Dataset excerpts START

PR #1736, opened 2020-11-16
Support for plantuml 

sprajagopal:
Hi,
I love the concept of this editor. I started hacking around with it recently. I think [plantuml](plantuml.com/) support would greatly benefit the editor. This would bring it  one step closer to org-mode in emacs. 

For this I modified the `viewrendered` plugin to include a `update_plantuml` function. The function uses `os.system` to run the body text through `java plantuml.jar`. The resulting png file is rendered using the text widget (I used the `update_image` as reference).

Behaviour:
1. Create a `@plantuml` node
2. The body should contain the `plantuml` definition
3. Enabling `viewrendered` plugin shows the output file in the render pane
External Dependencies:
1. Java
2. Plantuml.jar in `~/.leo` folder.


edreamleo (approved):
Thanks for this contribution.

edreamleo (changes requested):
I have changed the base to devel.

The patch should not change README.md.

sprajagopal:
Ah got it, I'll keep future PRs base as `devel`. Any other guidelines I should be following?

edreamleo (approved):
Looks good now.

Issue #1751, opened 2020-11-23
Ctrl+PgDwn crashes quickmove plugin


ar-jan:
I use `Ctrl + Page Down` and `Page Up` for navigating between multiple opened Leo files. When this key combination is used with the Nav tab active, Leo immediately crashes instead of navigating to the next/previous tab in the log pane.

> Leo 6.3, master branch, build e46e9315f6
> 2020-11-10 00:33:16 -0600
> Python 3.7.9, PyQt version 5.9.6
> Windows 10 AMD64 (build 10.0.19041) SP0

I was on v 6.2.1 before, where the same thing also happened so it's not a very recent issue.

edreamleo:
@ar-jan Thanks for this report.

I don't see the crash you describe. Please include it here.

ar-jan:
The error is:

```
Leo 6.3, master branch, build e46e9315f6
2020-11-10 00:33:16 -0600
Traceback (most recent call last):
  File "C:\Programs\Leo\leo\plugins\quicksearch.py", line 733, in onSelectItem
    indent = len(cur.text()) - len(str(cur.text()).lstrip())
AttributeError: 'NoneType' object has no attribute 'text'
```

Is that sufficient information or should I use further debug options? (not sure how/which).

edreamleo:
PR #1756 contains the proposed fix.

edreamleo:
@ar-jan The traceback should suffice. The ekr-quicksearch branch contains the proposed fix. Please test the ekr-quicksearch branch and report your experience.

ar-jan:
Yes, that solves the issue for me.

Curious why/when `cur` would not exist after doing a nav search?

edreamleo:
@ar-jan One of life's mysteries (tm).

edreamleo:
The ekr-quicksearch branch has been merged into devel.

ar-jan:
Thanks!

edreamleo:
@ar-jan You're welcome.

PR #1756, opened 2020-11-25
PR for #1751: crash in quicksearch plugin

edreamleo:
See #1751.


edreamleo (commented):
The new code deals with the crash itself. It remains to be seen whether it is a complete fix.

PR #2332, opened 2021-11-15
Felix-server4

boltex:
Added new methods to set/get ua's and body states now provide wrap and tabwidth to caller. (for next leoInteg release 1.0.4 features)
Ua's also optionaly sent back as boolean flag (with new  'uAsBoolean' flag).

### DIFF
--- a/leo/core/leoserver.py
+++ b/leo/core/leoserver.py
@@ -1236,6 +1236,9 @@ class LeoServer:
         )
         # Get the body wrap state
         wrap = g.scanAllAtWrapDirectives(c, p)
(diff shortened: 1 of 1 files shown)


edreamleo (changes requested):
The line: `if not type(tabWidth) == int:`

should be: `if not isinstance(tabWidth, int):`

In general, it's more pythonic to avoid type.

boltex:
Fixed :)

edreamleo:
@boltex Thanks.  It was a bit pedantic of me to ask for the fix, but I thought it would highlight the comment.

edreamleo (approved):

PR #2348, opened 2021-11-27
Fix two potential ReDoS issues

kevinbackhouse:
These two potential ReDoS issues were found by a [CodeQL query](https://lgtm.com/query/6017926600791434440/), written by my colleague @RasmusWL. We do not believe that these issues have any security impact in leo-editor, so I am posting these suggested fixes as a public pull request.

My fix for `xml_ws_pattern` is based on [this answer on stackoverflow](https://stackoverflow.com/a/1324838), which says that XML comments are not permitted to contain the string `--`.

In `leocursor.py`, I have modified the regex in a way which I believe fixes the potential ReDoS issue without changing its behavior.


edreamleo (approved):
Thank for this PR. The xml.py importer probably should get a new unit test :-)

PR #2349, opened 2021-11-27
PR: improve unit test framework

edreamleo:
Preliminary work before modifying python importers:

- [x] ic.createOutline returns None if perfect import test fails.
- [x] Use unittest.TestCase.id() instead of the string "file" for comparisons of the root node.
- [x] Remove calls to textwrap.dedent from all unit tests. run_test automatically adjusts and dedents the text.
- [x] BaseTestImporter.run_test returns the root of the generated nodes.

**Status**: All unit tests, including import tests, pass with *legacy* python importer code.


edreamleo:
The relevant code has been merged into the ekr-python-importer branch.

Issue #2327, opened 2021-11-11
Improve python importer


edreamleo:
The python importer needs a rewrite. See [this post](https://groups.google.com/g/leo-editor/c/_oYazfNO7EU/m/012FDvB6AwAJ).

Vitalije has provided the rewrite.  See PR [#2353.](https://github.com/leo-editor/leo-editor/pull/2353).

PR #2353, opened 2021-12-07
PR for #2327: Improve python importer

vitalije:
See #2327.

### DIFF
--- a/leo/core/leoApp.py
+++ b/leo/core/leoApp.py
@@ -1444,47 +1444,14 @@ class LeoApp:
         d = g.app.atAutoDict
         for key in d:
             # pylint: disable=cell-var-from-loop
-            aClass = d.get(key)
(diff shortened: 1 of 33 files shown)


vitalije:
New Python importer is fully functional and 100% covered with unit tests. It is possible that we would encounter on some corner cases where it would be necessary to improve this importer. When we find such cases they can be used to add more tests.

I've made also changes in the way LeoApp uses importer modules. Now, g.app would collect and keep importer functions rather than importer classes. Anyway LeoApp used to turn importer classes in functions before use. Now, this is done once during loading application. In all importers, exported dictionaries have changed to export functions instead of classes.

I believe this schema is cleaner and importers are now better decoupled from LeoApp and vice versa.

edreamleo (approved):
Many thanks for this superb work.

PR #2356, opened 2021-12-09
PR for experiments reverting to EKR's importer

edreamleo:
This is likely not going anywhere, but we'll see.


edreamleo:
I am going to close this PR. Vitalije's work will be the basis of the new python importer.

PR #2361, opened 2021-12-23
PR for importer experiments

edreamleo:
Imo, the new python importer should be integrated into the existing importer framework.


edreamleo:
I am going to close this PR. There is no urgent need for changes.

Issue #2380, opened 2022-01-16
Contract-all de-hoists if the 'hoisted root' node is selected


boltex:
While trying to fix contract-all that de-hoists from any node in leointeg, I discovered that it does so in Leo but only if the 'hoisted root' node is selected. I wonder if those behaviors are related... (and if the behavior is intended? i guess not...?)

boltex:
I would suggest that doing contract-all while hoisted, should select the 'hoisted root node', and perform a 'contract-self-and-descendants'. 

Leaving the user in front of it's single, contracted, hoisted node. 

(leaving the invisible 'outside-of-hoist' tree in its original state.

PR #2384, opened 2022-01-19
PR for #2380

edreamleo:
See #2380.

### DIFF
--- a/leo/core/leoCommands.py
+++ b/leo/core/leoCommands.py
@@ -3299,19 +3299,21 @@ class Commands:
         return ''
     #@+node:ekr.20031218072017.2909: *4* c.Expand/contract
     #@+node:ekr.20171124091426.1: *5* c.contractAllHeadlines
-    def contractAllHeadlines(self, event=None, redrawFlag=True):
+    def contractAllHeadlines(self):
         """Contract all nodes in the outline."""
         c = self
-        for p in c.all_positions():
-            p.contract()
-        # Select the topmost ancestor of the presently selected node.
-        p = c.p
-        while p and p.hasParent():
-            p.moveToParent()
-        if redrawFlag:
-            # Do a *full* redraw.
-            # c.redraw_after_contract(p) only contracts a single position.
-            c.redraw(p)
+        for v in c.all_nodes():
+            v.contract()
+        if c.hoistStack:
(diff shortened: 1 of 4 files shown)


leo/core/leoCommands.py
```diff
@@ -3299,19 +3299,21 @@ def navHelper(self, p, ch, extend):
         return ''
     #@+node:ekr.20031218072017.2909: *4* c.Expand/contract
     #@+node:ekr.20171124091426.1: *5* c.contractAllHeadlines
-    def contractAllHeadlines(self, event=None, redrawFlag=True):
```
boltex, line 3302: Not allowing an event argument breaks leoserver (see my other comment)

boltex:
Code looks clean and it works in Leo, but now leoserver complains that:  **_do_leo_command Recovered from Error contractAllHeadlines() got an unexpected keyword argument 'event' when issuing a contract all command.** 

That is because of a line you edited in leoserver, instead of calling it like so:
**value = func()** 
you added an 'event' parameter. (for some reason that im not good enough in python to understand... hehe)
**value = func(event={"c":c})**

boltex:
I pushed a tiny addition to this branch :) 

I brought back the event = none parameter in the contractAllHeadlines method declaration. 

Now that branch magically fixes all of Leo, Leoserver and Leointeg! (well all the hoist related issues, hehe!)
--
Félix

edreamleo (commented):
Removing the event kwarg was a blunder on my part.  Thanks for catching it.

edreamleo:
On Wed, Jan 19, 2022 at 8:50 PM Felix ***@***.***> wrote:

> I pushed a tiny addition to this branch :)
>

Thanks.

> Now that branch magically fixes all of Leo, Leoserver and Leointeg! (well
> all the hoist related issues, hehe!)


:-) I have just pushed some more changes to the PR.

1. c.contractAllHeadlines no longer calls c.redraw. contractAllHeadlines
used to have an evil 'redraw' kwarg. Now, the callers get to choose whether
to redraw or not.  More code, but clearer and more flexible.

2. I removed several redundant calls to c.selectPosition that were
immediately followed by c.redraw. c.redraw(p) also calls
c.selectPosition(p).

Imo, these changes are worth making in leoInteg and leojs.

Edward

PR #2417, opened 2022-02-14
Provide QtWebEngineWidgets imports to support QtWebEngineView. 

tbpassin:
Provides a new flag has_WebEngineWidgets that will be imported by leoQt from either leoQt5.py or leoQt6.py as appropriate.

Make VR3 use QtWebEngineWidgets.QtWebEngineView if available else the PyQt5 "WebView" (which was QtWebEngineView in disguise).

VR3 version to 3.8.

Corresponding changes to Freewin will be the subject of a separate PR.


edreamleo (approved):
I am unsure whether there should be messages if imports fail, but we can deal with this later.

edreamleo:
@tbpassin Thanks for this. After merging into devel I see no unwanted messages.

PR #2424, opened 2022-02-15
Prevent Leo from inserting cheat sheet into workbook.leo 

tbpassin:
unless workbook.leo does not exist.

Test for presence of "unl://" so Leo can open last session's files on startup.


edreamleo (approved):
Thanks for this. Don't worry about failing tests--they are an artifact of recent TravisCI changes.

Issue #2439, opened 2022-02-21
build_rclick_tree handles @others in a non-standard way


edreamleo:
In build_rclick_tree (mod_scripting.py) looks up `@others` in a non-standard way.

This may cause problems for any script that using `@others` for a purpose other than the usual, typical `@others` directive itself.

There's a method in g or in c to get the directives used in a node.

PR #2440, opened 2022-02-21
PR for #2439: mod_scripting.py

edreamleo:
See #2439.


edreamleo (commented):
The new has_at_others function is as close as I can come to an exact match to the code's stated purpose.

edreamleo (commented):
@boltex Please test the new code for yourself before reviewing :-)

boltex (approved):
I tried before and after with 'fake @others' and it now works as expected with your fix. 
The code itself seems  good now :) Thanks!

edreamleo:
@boltex Thanks for the review.

PR #2456, opened 2022-03-03
Automatic line highlight color based on style colors of most recently…

tbpassin:
… opened outline instead of original theme outline.

### DIFF
--- a/leo/plugins/qt_text.py
+++ b/leo/plugins/qt_text.py
@@ -846,8 +846,9 @@ if QtWidgets:
                 else:
                     hl_color = params['last_hl_color']
             else:
-                ssm = c.styleSheetManager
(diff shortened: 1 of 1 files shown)


edreamleo (approved):
Hmm. I think this will work, but I wouldn't bet my life that there are no unintended side effects.  I'll approve this change and we'll see what happens :-)

tbpassin:
It works in limited testing.  If you load a theme outline and the colors change, then the first time you select a new line in an outline, the highlight color changes to match.  I'm not sure the color will get reset correctly if you go reloading settings after closing that theme tab.  But it's better than what we had til now.

edreamleo:
@tbpassin Thanks for the testing. We'll see if anyone notices a change :-)

Issue #2430, opened 2022-02-17
CTRL-Click in <<named section>> Should Navigate To Its Node


tbpassin:
Much as a CTRL-click on a URL in the body will open the URL in a browser, and CTRL-click on a UNL will navigate to the corresponding  outline location, I would like to have a CTRL-click on a \<\<named section\>\> navigate to the node having that headline in the same outline (or more likely, in the same @file or @clean tree).

This capability would reduce the amount of scrolling and searching needed in the tree, which would remove another little bit of resistance in the programming process.

edreamleo:
@tbpassin I am not going to do this myself. I will consider a PR that implements this feature, but be warned: I will not accept a PR that significantly complicates the existing UNL code. I will not assign a milestone to the feature until I accept a PR.

PR #2457, opened 2022-03-04
CTRL-click on << named section >> navigates to the node having that …

tbpassin:
headline.  Implements issue [Ctrl-click On Named Section Navigates To That Section](https://github.com/leo-editor/leo-editor/issues/2430).  Does not affect CTRL-click on URL or UNL.

### DIFF
--- a/leo/core/leoGlobals.py
+++ b/leo/core/leoGlobals.py
@@ -7860,11 +7860,10 @@ def openUrlHelper(event: Any, url: str=None) -> Optional[str]:
         if l_.startswith('<<') and l_.endswith('>>'):
             p = c.p
             px = None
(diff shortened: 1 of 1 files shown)


tbpassin:
Let's put this on hold for a bit.  It worked perfectly on the two test outlines I tried it on, but I just found one that it didn't.  I'll track down what the reason is and post redo the PR if needed.

tbpassin:
All right, got it fixed up.  p.nearest_roots() didn't always seem to work as expected, but just searching in p.subtree() works right, since the only allowed named sections are in the subtree.  This version works in the outline that failed earlier.

edreamleo (approved):

PR #728, opened 2019-11-06
Don't show ID as repository in image ls

zappy-shu:
**- What I did**

When running `image ls` images without a repository no longer print
their ID as their repository.

**- How I did it**

If the image isn't a `reference.Named` then print `<none>` instead of the `FamiliarString` for the REPOSITORY column

**- How to verify it**

Pull an image from hub by digest and then run app image ls --digest. The image in question should show the digest prefixed by the algorithm type. E.g.

```
REPOSITORY   TAG    DIGEST          APP IMAGE ID APP NAME
<none>       <none> sha256:<digest> <id>         <name>
```

`image ls` prints `<none>` in as the repository when the image does not have a tag

animalissue2-1-43f2a278bdb53e2e

### DIFF
--- a/internal/commands/image/list_test.go
+++ b/internal/commands/image/list_test.go
@@ -75,19 +75,19 @@ func TestListCmd(t *testing.T) {
 	}{
 		{
 			name: "TestList",
-			expectedOutput: `REPOSITORY                                                       TAG    APP IMAGE ID APP NAME
-foo/bar                                                          <none> 3f825b2d0657 Digested App
-foo/bar                                                          1.0    9aae408ee04f Foo App
-a855ac937f2ed375ba4396bbc49c4093e124da933acd2713fb9bc17d7562a087 <none> a855ac937f2e Quiet App
+			expectedOutput: `REPOSITORY TAG    APP IMAGE ID APP NAME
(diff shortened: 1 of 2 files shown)


internal/commands/image/list_test.go
```diff
@@ -75,19 +75,19 @@ func TestListCmd(t *testing.T) {
 	}{
 		{
 			name: "TestList",
-			expectedOutput: `REPOSITORY                                                       TAG    APP IMAGE ID APP NAME
-foo/bar                                                          <none> 3f825b2d0657 Digested App
-foo/bar                                                          1.0    9aae408ee04f Foo App
-a855ac937f2ed375ba4396bbc49c4093e124da933acd2713fb9bc17d7562a087 <none> a855ac937f2e Quiet App
+			expectedOutput: `REPOSITORY TAG    APP IMAGE ID APP NAME
+foo/bara   <none> 3f825b2d0657 Digested App
```
silvin-lubecki: Is `bara` a typo? 🤔

zappy-shu: It is and it isn't. Technically the test passes because I was messing with another bit of the code to check the build scripts were working. Reverted that bit out now

PR #731, opened 2019-11-08
Make flag cnab-bunle-json experimental

rumpl:
**- What I did**

Once app is GA and no longer hidden experimental we will want to hide
the cnab-bundle-json flag if the user didn't activate experimental
features. docker/cli was updated to latest that had the fix for cli
plugins to be able to get the client configuration (https://github.com/docker/cli/pull/2095)

**- How to verify it**

Can't really verify it for now, nor can I write a test for this...

image

### DIFF
--- a/internal/commands/run.go
+++ b/internal/commands/run.go
@@ -72,6 +72,9 @@ func runCmd(dockerCli command.Cli) *cobra.Command {
 	cmd.Flags().StringVar(&opts.cnabBundle, "cnab-bundle-json", "", "Run a CNAB bundle instead of a Docker App")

Dataset excerpts END

* Problem to work on:
Only lines holding the string "potential" are wanted; gather each one from the entries above.

* Output of the task:
Fix two potential ReDoS issues
These two potential ReDoS issues were found by a [CodeQL query](https://lgtm.com/query/6017926600791434440/), written by my colleague @RasmusWL. We do not believe that these issues have any security impact in leo-editor, so I am posting these suggested fixes as a public pull request.
In `leocursor.py`, I have modified the regex in a way which I believe fixes the potential ReDoS issue without changing its behavior.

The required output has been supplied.